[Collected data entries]
++++++++++++++++++++
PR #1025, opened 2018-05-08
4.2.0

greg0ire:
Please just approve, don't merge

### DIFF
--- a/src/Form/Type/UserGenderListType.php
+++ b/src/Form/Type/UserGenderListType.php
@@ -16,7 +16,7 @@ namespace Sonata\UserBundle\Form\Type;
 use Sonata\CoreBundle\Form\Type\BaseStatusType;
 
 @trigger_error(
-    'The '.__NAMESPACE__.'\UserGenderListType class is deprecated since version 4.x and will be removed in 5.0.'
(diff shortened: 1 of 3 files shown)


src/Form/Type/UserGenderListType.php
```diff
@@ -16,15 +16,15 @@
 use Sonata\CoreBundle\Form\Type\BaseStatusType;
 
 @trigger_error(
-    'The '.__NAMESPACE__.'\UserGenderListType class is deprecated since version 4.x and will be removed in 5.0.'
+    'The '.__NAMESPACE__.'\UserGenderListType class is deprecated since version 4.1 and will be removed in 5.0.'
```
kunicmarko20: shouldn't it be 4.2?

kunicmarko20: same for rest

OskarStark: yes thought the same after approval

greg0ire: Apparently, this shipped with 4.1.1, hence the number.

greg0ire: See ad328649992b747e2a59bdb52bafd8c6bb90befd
++++++++++++++++++++
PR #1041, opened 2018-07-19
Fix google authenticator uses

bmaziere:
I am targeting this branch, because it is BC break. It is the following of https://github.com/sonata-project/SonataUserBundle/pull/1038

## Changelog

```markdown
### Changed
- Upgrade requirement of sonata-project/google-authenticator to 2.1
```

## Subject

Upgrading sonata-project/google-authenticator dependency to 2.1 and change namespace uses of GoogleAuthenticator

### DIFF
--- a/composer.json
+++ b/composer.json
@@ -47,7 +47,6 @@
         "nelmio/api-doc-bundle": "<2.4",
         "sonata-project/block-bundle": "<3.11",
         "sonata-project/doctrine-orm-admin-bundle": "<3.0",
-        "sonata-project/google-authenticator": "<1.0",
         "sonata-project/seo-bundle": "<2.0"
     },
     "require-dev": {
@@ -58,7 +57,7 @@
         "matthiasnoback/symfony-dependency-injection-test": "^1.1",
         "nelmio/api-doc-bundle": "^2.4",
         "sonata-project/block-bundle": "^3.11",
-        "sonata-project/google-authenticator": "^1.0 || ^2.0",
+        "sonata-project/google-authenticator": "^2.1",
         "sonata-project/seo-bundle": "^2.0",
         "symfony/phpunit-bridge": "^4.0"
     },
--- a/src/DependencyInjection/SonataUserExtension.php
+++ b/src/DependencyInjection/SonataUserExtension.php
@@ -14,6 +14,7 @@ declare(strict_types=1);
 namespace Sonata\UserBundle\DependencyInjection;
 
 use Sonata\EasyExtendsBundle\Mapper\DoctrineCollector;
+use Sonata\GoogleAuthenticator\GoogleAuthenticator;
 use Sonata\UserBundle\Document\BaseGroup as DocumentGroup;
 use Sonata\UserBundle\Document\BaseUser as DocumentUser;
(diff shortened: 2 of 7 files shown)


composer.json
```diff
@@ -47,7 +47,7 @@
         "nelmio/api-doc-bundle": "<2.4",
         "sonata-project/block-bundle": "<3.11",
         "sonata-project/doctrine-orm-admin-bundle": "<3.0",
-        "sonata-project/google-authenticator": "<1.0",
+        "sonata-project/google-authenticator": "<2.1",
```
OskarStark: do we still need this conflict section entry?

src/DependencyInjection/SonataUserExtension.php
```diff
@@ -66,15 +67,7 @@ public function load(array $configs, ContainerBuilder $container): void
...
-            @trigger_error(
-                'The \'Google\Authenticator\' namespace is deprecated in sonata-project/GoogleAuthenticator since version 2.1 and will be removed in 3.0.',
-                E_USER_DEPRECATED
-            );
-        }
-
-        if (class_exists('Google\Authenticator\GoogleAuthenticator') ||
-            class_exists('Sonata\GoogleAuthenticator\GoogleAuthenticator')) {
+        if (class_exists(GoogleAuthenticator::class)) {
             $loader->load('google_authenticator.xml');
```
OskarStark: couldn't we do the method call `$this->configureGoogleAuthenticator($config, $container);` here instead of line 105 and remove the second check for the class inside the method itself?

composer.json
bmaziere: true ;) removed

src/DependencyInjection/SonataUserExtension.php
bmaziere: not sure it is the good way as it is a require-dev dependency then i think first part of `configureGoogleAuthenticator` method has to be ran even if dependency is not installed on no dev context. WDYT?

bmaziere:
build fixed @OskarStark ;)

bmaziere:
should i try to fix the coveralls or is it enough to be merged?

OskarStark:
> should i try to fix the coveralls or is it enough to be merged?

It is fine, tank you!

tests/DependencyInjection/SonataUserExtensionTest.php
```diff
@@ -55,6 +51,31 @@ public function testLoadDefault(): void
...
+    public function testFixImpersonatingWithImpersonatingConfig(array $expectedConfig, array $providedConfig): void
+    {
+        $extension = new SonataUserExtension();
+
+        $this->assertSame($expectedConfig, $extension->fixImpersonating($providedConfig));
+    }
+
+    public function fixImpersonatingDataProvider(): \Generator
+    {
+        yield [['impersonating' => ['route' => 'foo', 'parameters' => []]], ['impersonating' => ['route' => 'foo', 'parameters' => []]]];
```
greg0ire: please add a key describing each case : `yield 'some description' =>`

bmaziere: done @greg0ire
++++++++++++++++++++
Every line that contains the string "merged" should be copied from the entries.

should i try to fix the coveralls or is it enough to be merged?
> should i try to fix the coveralls or is it enough to be merged?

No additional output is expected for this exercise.